● **TASK INSTRUCTIONS**: Reproduce every entry exactly, without alteration.

● **Extracted data entries**:

PR #124, opened 2018-05-29
libteec: Fix incorrect SOVERSION number

jbech-linaro:
Seems to be working as expected after applying @scarabeusiv fix.
```bash
...
$ cmake -DCMAKE_INSTALL_PREFIX=/tmp/client ..
...
$ make install                                                                 
[ 25%] Built target teec                                                       
[100%] Built target tee-supplicant                                             
Install the project...                                                         
-- Install configuration: ""                                                   
-- Installing: /tmp/client/lib/libteec.so.1.0.0                                
-- Installing: /tmp/client/lib/libteec.so.1                                    
-- Installing: /tmp/client/lib/libteec.so
....
```


jbech-linaro:
Commit message: s/Reviewed--by/Reviewed-by/

jforissier:
The author's `Signed-off-by:` is missing.

jbech-linaro:
> The author's Signed-off-by: is missing.

Isn't my Signed-off by sufficient? I.e., I'm the one taking the blame in case there would be a legal issue? I'm not really sure how that works, but I remember that Greg K-H asked Vee to add his SoB tag for patches he sent on behalf of someone else.

jbech-linaro:
Alright, then let me change the patch to be me as author and I add Tomáš as "Suggested-by" and "Reported-by" instead.

jforissier:
> Isn't my Signed-off by sufficient?

I don't think so. At least not if we keep the original author's name as the Git Author. It's probably OK if you claim to be the author however. In this case the DCO applies, you certify that the origin of the patch is OK for the project and we're done (you're the one to blame as you say although for this PR there is no big risk for sure :=)).
Let me try to clarify based on the Linux practice and what we have been doing and see if it makes sense.

In the Linux kernel, there is one Sob for each person carrying the patch (carrying means forwarding it in one way or another, typically by committing to a maintainer tree), starting from the author(s) and then the subsystem maintainers up the trees that finally reach Linus' tree. Reference: https://git.kernel.org/pub/scm/linux/kernel/git/torvalds/linux.git/tree/Documentation/process/submitting-patches.rst?h=v4.17-rc7#n516

Therefore in any Linux Git tree there is normally a Sob for both the Author and the Committer. See  http://lkml.iu.edu/hypermail/linux/kernel/1709.0/00964.html.

Ever since we've been using the DCO in OP-TEE we have always followed this rule that the author must sign off. Admittedly, for the committer we haven't. It is for practical reasons, namely it is cumbersome to add the committer Sob instead of using the GitHub interface "rebase and merge". Since we don't have a hierarchy of Git repos, unlike Linux, I think it is acceptable to assume that the committer's Sob is implicit. There can be no one else in the path of the patch. And after all the committer adds nothing to the patch. When it happened that we had to do some small fixups we did add a Sob, as well as a description of the changes, as recommended in the Linux documentation. For instance https://github.com/OP-TEE/optee_os/commit/1043920434c6 (change by me) or https://github.com/OP-TEE/optee_os/commit/c6672fdcd95b (change by Jens).

jforissier:
> Alright, then let me change the patch to be me as author and I add Tomáš as "Suggested-by" and "Reported-by" instead.

Yep that would be fine I think.

jbech-linaro:
I've pushed it once again with updated git message.

jforissier:
Thanks

jbech-linaro:
Now we didn't get any reviewed-by tag, but it's not the end of the world for tiny patch like this.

● **WRITTEN ANSWER**:
PR #124, opened 2018-05-29
libteec: Fix incorrect SOVERSION number

jbech-linaro:
Seems to be working as expected after applying @scarabeusiv fix.
```bash
...
$ cmake -DCMAKE_INSTALL_PREFIX=/tmp/client ..
...
$ make install                                                                 
[ 25%] Built target teec                                                       
[100%] Built target tee-supplicant                                             
Install the project...                                                         
-- Install configuration: ""                                                   
-- Installing: /tmp/client/lib/libteec.so.1.0.0                                
-- Installing: /tmp/client/lib/libteec.so.1                                    
-- Installing: /tmp/client/lib/libteec.so
....
```


jbech-linaro:
Commit message: s/Reviewed--by/Reviewed-by/

jforissier:
The author's `Signed-off-by:` is missing.

jbech-linaro:
> The author's Signed-off-by: is missing.

Isn't my Signed-off by sufficient? I.e., I'm the one taking the blame in case there would be a legal issue? I'm not really sure how that works, but I remember that Greg K-H asked Vee to add his SoB tag for patches he sent on behalf of someone else.

jbech-linaro:
Alright, then let me change the patch to be me as author and I add Tomáš as "Suggested-by" and "Reported-by" instead.

jforissier:
> Isn't my Signed-off by sufficient?

I don't think so. At least not if we keep the original author's name as the Git Author. It's probably OK if you claim to be the author however. In this case the DCO applies, you certify that the origin of the patch is OK for the project and we're done (you're the one to blame as you say although for this PR there is no big risk for sure :=)).
Let me try to clarify based on the Linux practice and what we have been doing and see if it makes sense.

In the Linux kernel, there is one Sob for each person carrying the patch (carrying means forwarding it in one way or another, typically by committing to a maintainer tree), starting from the author(s) and then the subsystem maintainers up the trees that finally reach Linus' tree. Reference: https://git.kernel.org/pub/scm/linux/kernel/git/torvalds/linux.git/tree/Documentation/process/submitting-patches.rst?h=v4.17-rc7#n516

Therefore in any Linux Git tree there is normally a Sob for both the Author and the Committer. See  http://lkml.iu.edu/hypermail/linux/kernel/1709.0/00964.html.

Ever since we've been using the DCO in OP-TEE we have always followed this rule that the author must sign off. Admittedly, for the committer we haven't. It is for practical reasons, namely it is cumbersome to add the committer Sob instead of using the GitHub interface "rebase and merge". Since we don't have a hierarchy of Git repos, unlike Linux, I think it is acceptable to assume that the committer's Sob is implicit. There can be no one else in the path of the patch. And after all the committer adds nothing to the patch. When it happened that we had to do some small fixups we did add a Sob, as well as a description of the changes, as recommended in the Linux documentation. For instance https://github.com/OP-TEE/optee_os/commit/1043920434c6 (change by me) or https://github.com/OP-TEE/optee_os/commit/c6672fdcd95b (change by Jens).

jforissier:
> Alright, then let me change the patch to be me as author and I add Tomáš as "Suggested-by" and "Reported-by" instead.

Yep that would be fine I think.

jbech-linaro:
I've pushed it once again with updated git message.

jforissier:
Thanks

jbech-linaro:
Now we didn't get any reviewed-by tag, but it's not the end of the world for tiny patch like this.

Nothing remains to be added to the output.